_Work instructions_:
Write the entries below out again without a single difference.

┌─ Data section

PR #7564, opened 2024-02-22
DEVPROD-3947: add validation and calculate next stop/start time

Kimchelly:
DEVPROD-3947

### Description
I apologize in advance, the code change itself isn't actually that long (most of the diff is tests) but the algorithm is kind of tricky. Feel free to read the test cases or ask questions if you need clarification.

* Add validation function to ensure sleep schedule provided by user is sensible and follows the basic requirements.
* Add helper functions to calculate the next scheduled stop/start times. This uses [the same cron library](https://pkg.go.dev/github.com/robfig/cron) that we use for implementing the `cron` YAML field to help with the future time calculations.

### Testing
Added lots of unit tests for validation and calculation correctness.

### Documentation
N/A

### DIFF
--- a/model/host/host.go
+++ b/model/host/host.go
@@ -402,9 +402,9 @@ func (i *SleepScheduleInfo) Validate() error {
 		uniqueWeekdays[weekday] = struct{}{}
 	}
 
-	const minNumHoursPerWeek = 24 * time.Hour
+	const minNumHoursPerWeek = utility.Day
 
-	weeklySleep := 24 * time.Hour * time.Duration(len(i.WholeWeekdaysOff))
+	weeklySleep := utility.Day * time.Duration(len(i.WholeWeekdaysOff))
 	if i.DailyStopTime != "" && i.DailyStartTime != "" {
 		// Add up how much time is hypothetically spent sleeping for the daily
 		// sleep schedule.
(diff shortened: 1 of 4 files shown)


model/host/host.go
```diff
@@ -3370,3 +3475,233 @@ func (h *Host) UnsetPersistentDNSInfo(ctx context.Context) error {
...
+func (h *Host) GetNextScheduledStopTime(now time.Time) (time.Time, error) {
+	if h.SleepSchedule.PermanentlyExempt || h.SleepSchedule.ShouldKeepOff {
+		return SleepScheduleSentinelTime, nil
+	}
+
+	if err := h.SleepSchedule.Validate(); err != nil {
+		return time.Time{}, errors.Wrap(err, "invalid sleep schedule")
+	}
+
+	userTimeZone, err := time.LoadLocation(h.SleepSchedule.TimeZone)
```
hadjri, line 3497: We could consider putting a `*time.Location` on the  sleep schedule info itself that gets populated during validate because validate is already running and `LoadLocation` and returning an error if it fails

model/host/host.go
```diff
@@ -3370,3 +3475,233 @@ func (h *Host) UnsetPersistentDNSInfo(ctx context.Context) error {
...
+	// It's critical to do all the time calculations in the user's time zone and
+	// not in UTC. If the time calculations were all in UTC, they wouldn't
+	// account for timezone-specific quirks like daylight savings time changes.
+	calculateTimeAfter = calculateTimeAfter.In(userTimeZone)
+
+	// Partition the weekdays into the first day in a series of whole days off
+	// (if any) and the weekdays when the daily sleep schedule applies (if any).
+	var dailyWeekdays []string
+	var firstContiguousWeekdayOff []string
+	for _, weekday := range []time.Weekday{time.Sunday, time.Monday, time.Tuesday, time.Wednesday, time.Thursday, time.Friday, time.Saturday} {
```
hadjri, line 3539: We can make this a constant since it's used twice

hadjri (changes requested):

model/host/host.go
Kimchelly: Sure, I made some constants in utility and used them here.

hadjri (approved):

PR #190, opened 2023-02-16
upgrade dp-api-clients-go to 2.228.0

andre-urbani:
### What

Upgrade `dp-api-clients-go` version to `v2.228.0`

### How to review

Confirm we are using `v2.228.0` of `dp-api-clients-go`

### Who can review

Anyone


redhug1 (approved):
LGTM

PR #209, opened 2023-05-11
fix for quality statement/url

andre-urbani:
### What

Fix for QualityStatementText and QualityStatementURL not showing in filtered dimension response

Should be `node.QualityStatementText` and `node.QualitySummaryURL` instead of using `dim`, as `dim` is just the dimensions that we're passing into that function, rather than what's being returned from the `getCantabularDimension` function

### How to review

Changes make sense, tests pass

### Who can review

Anyone


andre-urbani:
Closed due to yesterday's Giithub issues not starting CI checks. Unable to start them manually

└─

_Response box_:
PR #7564, opened 2024-02-22
DEVPROD-3947: add validation and calculate next stop/start time

Kimchelly:
DEVPROD-3947

### Description
I apologize in advance, the code change itself isn't actually that long (most of the diff is tests) but the algorithm is kind of tricky. Feel free to read the test cases or ask questions if you need clarification.

* Add validation function to ensure sleep schedule provided by user is sensible and follows the basic requirements.
* Add helper functions to calculate the next scheduled stop/start times. This uses [the same cron library](https://pkg.go.dev/github.com/robfig/cron) that we use for implementing the `cron` YAML field to help with the future time calculations.

### Testing
Added lots of unit tests for validation and calculation correctness.

### Documentation
N/A

### DIFF
--- a/model/host/host.go
+++ b/model/host/host.go
@@ -402,9 +402,9 @@ func (i *SleepScheduleInfo) Validate() error {
 		uniqueWeekdays[weekday] = struct{}{}
 	}
 
-	const minNumHoursPerWeek = 24 * time.Hour
+	const minNumHoursPerWeek = utility.Day
 
-	weeklySleep := 24 * time.Hour * time.Duration(len(i.WholeWeekdaysOff))
+	weeklySleep := utility.Day * time.Duration(len(i.WholeWeekdaysOff))
 	if i.DailyStopTime != "" && i.DailyStartTime != "" {
 		// Add up how much time is hypothetically spent sleeping for the daily
 		// sleep schedule.
(diff shortened: 1 of 4 files shown)


model/host/host.go
```diff
@@ -3370,3 +3475,233 @@ func (h *Host) UnsetPersistentDNSInfo(ctx context.Context) error {
...
+func (h *Host) GetNextScheduledStopTime(now time.Time) (time.Time, error) {
+	if h.SleepSchedule.PermanentlyExempt || h.SleepSchedule.ShouldKeepOff {
+		return SleepScheduleSentinelTime, nil
+	}
+
+	if err := h.SleepSchedule.Validate(); err != nil {
+		return time.Time{}, errors.Wrap(err, "invalid sleep schedule")
+	}
+
+	userTimeZone, err := time.LoadLocation(h.SleepSchedule.TimeZone)
```
hadjri, line 3497: We could consider putting a `*time.Location` on the  sleep schedule info itself that gets populated during validate because validate is already running and `LoadLocation` and returning an error if it fails

model/host/host.go
```diff
@@ -3370,3 +3475,233 @@ func (h *Host) UnsetPersistentDNSInfo(ctx context.Context) error {
...
+	// It's critical to do all the time calculations in the user's time zone and
+	// not in UTC. If the time calculations were all in UTC, they wouldn't
+	// account for timezone-specific quirks like daylight savings time changes.
+	calculateTimeAfter = calculateTimeAfter.In(userTimeZone)
+
+	// Partition the weekdays into the first day in a series of whole days off
+	// (if any) and the weekdays when the daily sleep schedule applies (if any).
+	var dailyWeekdays []string
+	var firstContiguousWeekdayOff []string
+	for _, weekday := range []time.Weekday{time.Sunday, time.Monday, time.Tuesday, time.Wednesday, time.Thursday, time.Friday, time.Saturday} {
```
hadjri, line 3539: We can make this a constant since it's used twice

hadjri (changes requested):

model/host/host.go
Kimchelly: Sure, I made some constants in utility and used them here.

hadjri (approved):

PR #190, opened 2023-02-16
upgrade dp-api-clients-go to 2.228.0

andre-urbani:
### What

Upgrade `dp-api-clients-go` version to `v2.228.0`

### How to review

Confirm we are using `v2.228.0` of `dp-api-clients-go`

### Who can review

Anyone


redhug1 (approved):
LGTM

PR #209, opened 2023-05-11
fix for quality statement/url

andre-urbani:
### What

Fix for QualityStatementText and QualityStatementURL not showing in filtered dimension response

Should be `node.QualityStatementText` and `node.QualitySummaryURL` instead of using `dim`, as `dim` is just the dimensions that we're passing into that function, rather than what's being returned from the `getCantabularDimension` function

### How to review

Changes make sense, tests pass

### Who can review

Anyone


andre-urbani:
Closed due to yesterday's Giithub issues not starting CI checks. Unable to start them manually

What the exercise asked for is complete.